I'm having trouble understanding the proof of Proposition 3.2.5 (i) of "Etale Cohomology Theory" by Lei Fu. The statement of this proposition is as follows:
Proposition 3.2.5. Let $X$ be a scheme on which a finite group $G$ acts admissibly on the right and let $Y=X/G$ be the quotient of $X$ by $G$. Suppose $X$ is of finite presentation over $Y$. If the inertia group $G_i(x)$ is trivial for any $x\in X$, then $X$ is etale over $Y$.
In the proof of this, the author first takes the strict henselization of $\mathcal{O}_{Y,y}$ with respect to a separable closure of $k(y)$ for arbitrary $y\in Y$, which is denoted by $\widetilde{\mathcal{O}}_{Y,\bar{y}}$, and then he mentions Proposition 2.5.10,whose statement is as follows:
Proposition 2.5.10. Consider a Cartesian diagram
$\require{AMScd}$
\begin{CD}
X'=X\times_Y Y' @>{g'}>> X\\
@V{f'}VV @V{f}VV\\
Y' @>{g}>> Y
\end{CD}
Suppose that $f:X\to Y$ is locally of finite presentation and $g:Y'\to Y$ is faithfully flat. If $f'$ is unramified (resp. etale, resp. smooth), then so is $f$.

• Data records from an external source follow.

Issue #5678, opened 2020-05-07
bug in analysis NumbaParallelSafetyWarning


Harveyt47:
## Reporting a bug

- [x] I am using the latest released version of Numba (most recent is visible in
 the change log (https://github.com/numba/numba/blob/master/CHANGE_LOG).
- [x] I have included below a minimal working reproducer (if you are unsure how
 to write one see http://matthewrocklin.com/blog/work/2018/02/28/minimal-bug-reports).

When I run 
```
@njit(parallel=True)
def while_for(n, max_iter=10):
    a = np.empty((n,n))
    i=0
    while i <= max_iter:
        for j in prange(len(a)):
            for k in prange(len(a)):
                a[j,k] = np.random.rand()
        i+=1
    return a
while_for(4)
```
I get the following warning 
```
Variable i.3 used in parallel loop may be written to simultaneously by multiple workers and may result in non-deterministic or unintended results. 
File "<ipython-input-44-a9dc46b8042f>", line 6: 
def while_for(n, max_iter=10): 
<source elided> 
while i <= max_iter: 
for j in prange(len(a)): ^ warnings.warn(NumbaParallelSafetyWarning(msg, loc))
```
When I replace `@njit(parallel=True)` with `@njit` it goes away.

stuartarchibald:
Thanks for the report. As a guess, seems like that this is because `i` is a parfors var but unused in the loop nest. @DrTodd13 please could you take a look? Thanks.

DrTodd13:
@sklam @stuartarchibald The parfor code detects races in a parallel region by looking for assignments to variables that are live-out of the region that are not reductions.  I think that SSA is doing the following with the variable i.

```
def while_for(n, max_iter=1):
    a = np.empty((n,n))
    i=0
    #i2 = i
    while i <= max_iter:
        #i3 = i2
        for j in prange(len(a)):
            #i4 = i3
            for k in range(len(a)):
                #i4 = i4
                a[j,k] = np.random.rand()
            #i3 = i4
        i+=1
        #i1 = i3 + 1
        #i2 = i1
    return a
```

So, inside the parallel region we have i.3 = i.4 and i.3 is live-out.  It doesn't seem like i.3 and i.4 are necessary for the SSA transformation.  Maybe they were just added for consistency of the SSA code.

[...]

PR #5686, opened 2020-05-08
Fix issue with SSA not minimal

sklam:
Fixes https://github.com/numba/numba/issues/5678


numba/core/ssa.py
```diff
@@ -382,32 +363,31 @@ def _find_def_from_top(self, states, label, loc):
...
-                freshvar = scope.redefine(states['varname'], loc=loc)
-                # insert phi
-                phinode = ir.Assign(
-                    target=freshvar,
-                    value=ir.Expr.phi(loc=loc),
-                    loc=loc,
+        phi_locations = states['phi_locations']
+
+        if label in phi_locations:
+            scope = states['scope']
```
sklam, line 369: code in this `if` block is unchanged, just unindent

stuartarchibald:
Thanks for the patch. I've manually checked this, it looks correct. Did you want to consider any of those places in parfors where we had to do `unversioned_name` mangling or get this in and then take a look?

stuartarchibald:
Please could you resolve the conflicts by merging master into this branch. Thanks!

sklam:
RE: https://github.com/numba/numba/pull/5686#issuecomment-629194367

Let's get this in. We will look later.

Issue #2102, opened 2016-09-06
Array stacking and concatenation


seibert:
This is a meta-issue to track the various NumPy stacking and concatenation methods.

#2069 covers hstack, vstack, dstack, column_stack.

Still need:
* tile()
* split()
* fliplr()
* flipud()

Is there a method to physically transpose an array in memory (rather than return a view)?

PR #5699, opened 2020-05-13
Implement np.split and np.array_split

ivirshup:
This PR implements `np.split` and `np.array_split`, and would help towards closing #2102. I think this is ready for review.

Questions: 

*  For testing, I'm not sure what assertion method I should use in place of `np.testing.assert_equal`, since the result is a list of arrays. Any suggestions?
* For implementations of numpy functions, what naming convention should be used for the arguments? I've tried to follow other functions in the file, but I was wondering if I should use the same arguments names as numpy.

### DIFF
--- a/numba/np/arrayobj.py
+++ b/numba/np/arrayobj.py
@@ -5007,7 +5007,7 @@ def np_split(a, indices, axis=0):
             l, rem = divmod(a.shape[axis], indices)
             if rem != 0:
                 raise ValueError("array split does not result in an equal division")
-            return np.split(a, list(range(l, len(a), l)), axis=axis)
+            return np.split(a, np.arange(l, len(a), l), axis=axis)
 
     else:
 
--- a/numba/np/arrayobj.py
+++ b/numba/np/arrayobj.py
@@ -5006,7 +5006,7 @@ def np_split(a, indices, axis=0):
         def impl(a, indices, axis=0):
             l, rem = divmod(a.shape[axis], indices)
             if rem != 0:
-                raise ValueError()
+                raise ValueError("array split does not result in an equal division")
             return np.split(a, list(range(l, len(a), l)), axis=axis)
 
     else:
--- a/numba/np/arrayobj.py
+++ b/numba/np/arrayobj.py
@@ -31,7 +31,7 @@ from numba.core.extending import (register_jitable, overload, overload_method,
                                   intrinsic)
 from numba.misc import quicksort, mergesort
 from numba.cpython import slicing
-from numba.cpython.unsafe.tuple import tuple_setitem
+from numba.cpython.unsafe.tuple import tuple_setitem, build_full_slice_tuple
 
 
 def set_range_metadata(builder, load, lower_bound, upper_bound):
@@ -4964,33 +4964,6 @@ def np_flip(a):
     return impl
 
 
-@intrinsic
-def _build_full_slice_tuple(tyctx, sz):
-    """Creates a sz-tuple of full slices"""
-    size = int(sz.literal_value)
-    tuple_type = types.UniTuple(dtype=types.slice2_type, count=size)
-    sig = tuple_type(sz)
-
-    def codegen(context, builder, signature, args):
-        def impl(length, empty_tuple):
-            out = empty_tuple
-            for i in range(length):
-                out = tuple_setitem(out, i, slice(None, None))
-            return out
-
-        inner_argtypes = [types.intp, tuple_type]
-        inner_sig = typing.signature(tuple_type, *inner_argtypes)
-        ll_idx_type = context.get_value_type(types.intp)
-        # Allocate an empty tuple
-        empty_tuple = context.get_constant_undef(tuple_type)
-        inner_args = [ll_idx_type(size), empty_tuple]
-
-        res = context.compile_internal(builder, impl, inner_sig, inner_args)
-        return res
-
-    return sig, codegen
-
-
 @overload(np.array_split)
 def np_array_split(ary, indices_or_sections, axis=0):
     # If this statement is put at the top of the file, numba fails to import
@@ -5012,7 +4985,7 @@ def np_array_split(ary, indices_or_sections, axis=0):
     else:
 
         def impl(ary, indices_or_sections, axis=0):
-            slice_tup = _build_full_slice_tuple(ary.ndim)
+            slice_tup = build_full_slice_tuple(ary.ndim)
             out = List.empty_list(a_type, len(indices_or_sections) + 1)
             prev = 0
             for cur in indices_or_sections:
--- a/numba/np/arrayobj.py
+++ b/numba/np/arrayobj.py
@@ -4966,6 +4966,16 @@ def np_flip(a):
 
 @overload(np.array_split)
 def np_array_split(ary, indices_or_sections, axis=0):
+    if isinstance(ary, (types.UniTuple, types.ListType, types.List)):
+        def impl(ary, indices_or_sections, axis=0):
+            return np.array_split(
+                np.asarray(ary),
+                indices_or_sections,
+                axis=axis
+            )
+
+        return impl
+
     if isinstance(indices_or_sections, types.Integer):
         def impl(ary, indices_or_sections, axis=0):
             l, rem = divmod(ary.shape[axis], indices_or_sections)
@@ -5019,6 +5029,12 @@ def np_array_split(ary, indices_or_sections, axis=0):
 def np_split(ary, indices_or_sections, axis=0):
     # This is just a wrapper of array_split, but with an extra error if
     # indices is an int.
+    if isinstance(ary, (types.UniTuple, types.ListType, types.List)):
+        def impl(ary, indices_or_sections, axis=0):
+            return np.split(np.asarray(ary), indices_or_sections, axis=axis)
+
+        return impl
+
     if isinstance(indices_or_sections, types.Integer):
         def impl(ary, indices_or_sections, axis=0):
             l, rem = divmod(ary.shape[axis], indices_or_sections)
--- a/numba/np/arrayobj.py
+++ b/numba/np/arrayobj.py
@@ -29,7 +29,6 @@ from numba.core.imputils import (lower_builtin, lower_getattr,
 from numba.core.typing import signature
 from numba.core.extending import (register_jitable, overload, overload_method,
                                   intrinsic)
-from numba.typed import List
 from numba.misc import quicksort, mergesort
 from numba.cpython import slicing
 from numba.cpython.unsafe.tuple import tuple_setitem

Using this, he sais that it suffices to show that $X\times_Y\mathrm{Spec}\,\widetilde{\mathcal{O}}_{Y,\bar{y}}$ is etale over $\mathrm{Spec}\,\widetilde{\mathcal{O}}_{Y,\bar{y}}$ and reduces to the case where $Y$ is a spectrum of a strictly henselian local ring. What I don't understand is this point. Generaly, the map $\mathrm{Spec}\,\widetilde{\mathcal{O}}_{Y,\bar{y}}\to Y$ is not faithfully flat, so I tried to reduce to the case in where $Y$ is a local scheme by replacing $X$ by $\coprod_{g\in G} \mathcal{O}_{X,x^g}$(on which $G$ acts on the right) and $Y$ by $\mathrm{Spec}\,\mathcal{O}_{Y,y}$. However I can't prove that the quotient of $\coprod_{g\in G} \mathcal{O}_{X,x^g}$ by $G$ is equal to $\mathrm{Spec}\,\mathcal{O}_{Y,y}$ (or perhaps is this a wrong statement?). If this statement is wrong, what is the right approach to proving this proposition?

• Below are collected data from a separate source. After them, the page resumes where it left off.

PR #5704, opened 2020-05-14
CUDA Eager compilation: Fix max_registers kwarg

gmarkall:
The `max_registers` kwarg to `@cuda.jit` was getting dropped for eager compilation. This PR fixes it by passing the `max_registers` kwarg, if present, to `compile_kernel` when eagerly compiling.

### DIFF
--- a/numba/cuda/decorators.py
+++ b/numba/cuda/decorators.py
@@ -91,9 +91,12 @@ def jit(func_or_sig=None, argtypes=None, device=False, inline=False, bind=True,
         if restype and not device and restype != types.void:
             raise TypeError("CUDA kernel must have void return type.")
 
+        max_registers = kws.get('max_registers', None)
+
         def kernel_jit(func):
             kernel = compile_kernel(func, argtypes, link=link, debug=debug,
-                                    inline=inline, fastmath=fastmath)
+                                    inline=inline, fastmath=fastmath,
+                                    max_registers=max_registers)
 
             # Force compilation for the current context
             if bind:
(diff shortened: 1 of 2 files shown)


stuartarchibald:
Thanks for the patch. Whilst looking at this part of the code, are there any other kwargs that are not being forwarded correctly?

gmarkall:
From inspection, it looks to me as if all documented parameters are getting passed through now.

It looks as though extensions might not be supported for eagerly-compiled kernels (`CUDAKernel` has no `extensions` property, but `AutoJitCUDAKernel` does, which refers to the `targetoptions` passed through from the `jit` decorator). I think that's a bit orthogonal to this PR, because it would need support for extensions adding to `CUDAKernel` as well.

stuartarchibald:
> From inspection, it looks to me as if all documented parameters are getting passed through now.

Thanks for looking.

> It looks as though extensions might not be supported for eagerly-compiled kernels (`CUDAKernel` has no `extensions` property, but `AutoJitCUDAKernel` does, which refers to the `targetoptions` passed through from the `jit` decorator). I think that's a bit orthogonal to this PR, because it would need support for extensions adding to `CUDAKernel` as well.

Agree, out of scope for this PR.

stuartarchibald:
Buildfarm ID: `numba_smokestest_cuda_50`.

gmarkall:
I did later notice that the `link` kwarg is dropped when you don't provide a signature - this whole area could do with a tidy up, so I'm working to try and clean up the interaction between `cuda.jit` and `CUDAKernel` etc., in the hope of making it a bit easier to avoid missing these things in future - may follow up with another PR for that.

stuartarchibald:
> I did later notice that the `link` kwarg is dropped when you don't provide a signature - this whole area could do with a tidy up, so I'm working to try and clean up the interaction between `cuda.jit` and `CUDAKernel` etc., in the hope of making it a bit easier to avoid missing these things in future - may follow up with another PR for that.

I see, a clean up sounds good!

stuartarchibald:
Buildfarm passed.

PR #5709, opened 2020-05-15
CUDA: Refactoring of cuda.jit and kernel / dispatcher abstractions

gmarkall:
This PR is the first towards enabling the CUDA target to accept multiple signatures in the `@cuda.jit` decorator - the aim is for the CUDA and CPU dispatchers to share common common infrastructure and base classes. This PR changes the structure of the CUDA target to more closely align with the CPU target, but does not factor the two together as yet - following this PR, the next step is to modify the C-level dispatcher object in `numba/_dispatcher.c` so that it can be used as a common base for the CPU and CUDA dispatchers - the logic it uses to find compatible definitions when the types of supplied arguments don't exactly match any specialization will be used in support of multiple signatures.

The changes in this PR are broadly:

- Move the `AutoJitCUDAKernel` to `Dispatcher` since it contains mostly dispatcher-like functionality. `CUDAKernel` is renamed to `_Kernel`.
- `Dispatcher` / `AutoJitCUDAKernel` and `CUDAKernel` / `_Kernel` no longer share a common base class - I always found it a bit strange that they shared some infrastructure. Now the `Dispatcher` object mainly takes responsibility for handling signatures and compilation, and the `_Kernel` object is responsible for launches, via the `Dispatcher`.
- The launch configuration is moved out of both of these - configuring the `Dispatcher` gives a new `_KernelConfiguration` object instead - baking the configuration into a dispatcher object seemed/seems to conflate different concerns.
- A little extra new logic in the `Dispatcher` so that specializing it always returns another `Dispatcher` instance that has been specialized for the given arguments, rather than a kernel object - this ensures that the user always deals with `Dispatcher` objects, rather than getting a mix of `Dispatcher` and `_Kernel` objects as would have otherwise occurred.
- Changes to the `Dispatcher` so that all the existing APIs work consistently with previous versions - in particular, functions like `inspect_llvm` had slightly different behaviour between `CUDAKernel` and `AutoJitCUDAKernel`, so these functions in the `Dispatcher` class need to behave like the old `CUDAKernel` when specialized, and like the `AutoJitCUDAKernel` when not. This does make things a little bit messy and complicated, unfortunately.
- Deprecation of the `bind` and `argtypes` kwargs for the `@cuda.jit` decorator - `bind` is likely to be always true in practice for eager compilation, and doesn't make sense as far as I can tell for lazy compilation. `argtypes` is already deprecated in the CPU target - the way forward will be for a signature or list of signatures to be accepted as in the CPU target.
- Removal of the `CUDADispatcher` class, and use of the `Dispatcher` object in its place. The `Dispatcher` class seemed to subsume everything that the `CUDADispatcher` did.
- Documentation updates to mirror the proposed changes.


gmarkall:
Updated title and description now that this is ready for review.

sklam:
There's conflict with master. 

The PR looks good. It's nice that the API did not change and the tests all work as is.

gmarkall:
Thanks @sklam! I've now merged master and resolved the conflicts.

esc:
BFID: `numba_smoketest_cuda_80`

PR #5716, opened 2020-05-18
Docs: Add example usage of List.empty_list

gmarkall:
Also some minor edits to examples/typed_list_usage.py to fix flake8 errors, that prevent committing when a pre-commit hook is used.

This came up in https://gitter.im/numba/numba?at=5ec146b50e8a3131e4c8722e, and I noticed that `empty_list` doesn't seem to be documented anywhere.

### DIFF
--- a/docs/source/reference/pysupported.rst
+++ b/docs/source/reference/pysupported.rst
@@ -574,13 +574,24 @@ function:
    :dedent: 4
    :linenos:
 
-Finally, here's an example of using a nested `List()`:
+Here's an example of using a nested ``List()``:
 
 .. literalinclude:: ../../../examples/typed_list_usage.py
    :language: python
    :caption: from ``ex_nested_list`` of ``examples/typed_list_usage.py``
    :start-after: magictoken.ex_nested_list.begin
    :end-before: magictoken.ex_nested_list.end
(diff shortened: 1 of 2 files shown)


esc:
@gmarkall thanks for submitting this. We concluded, that `empty_list` is somewhat deprecated and was only a crutch of sorts to get the `numba.typed.List` up and running. The proposed new API will include the type in the `List()` constructor for a more pythonic approach. The constructor would be available then with the following signatures:

```
l = List()                 # empty list with undefined type
l = List(type=int64)       # empty list with defined type
l = List(iter)             # list initialized from iter
l = List(iter, type=int64) # list initialized from iter and with items cast to given type
```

Sorry for my poor English, and I really appreciate your help.
Best Answer
A morphism $f:X \to Y$ is étale if and only if it for all $y \in Y$ the basechange of $f$ along $\operatorname{Spec} \mathcal{O}_{Y,y}$ is étale. Lets take this for granted (c.f. https://stacks.math.columbia.edu/tag/02GU); the proof depends on your definition of étale. Your proposition 2.5.10 tells us that we can check étaleness after further basechange to $\overline{\operatorname{Spec}} \mathcal{O}_{Y,\overline{y}}$.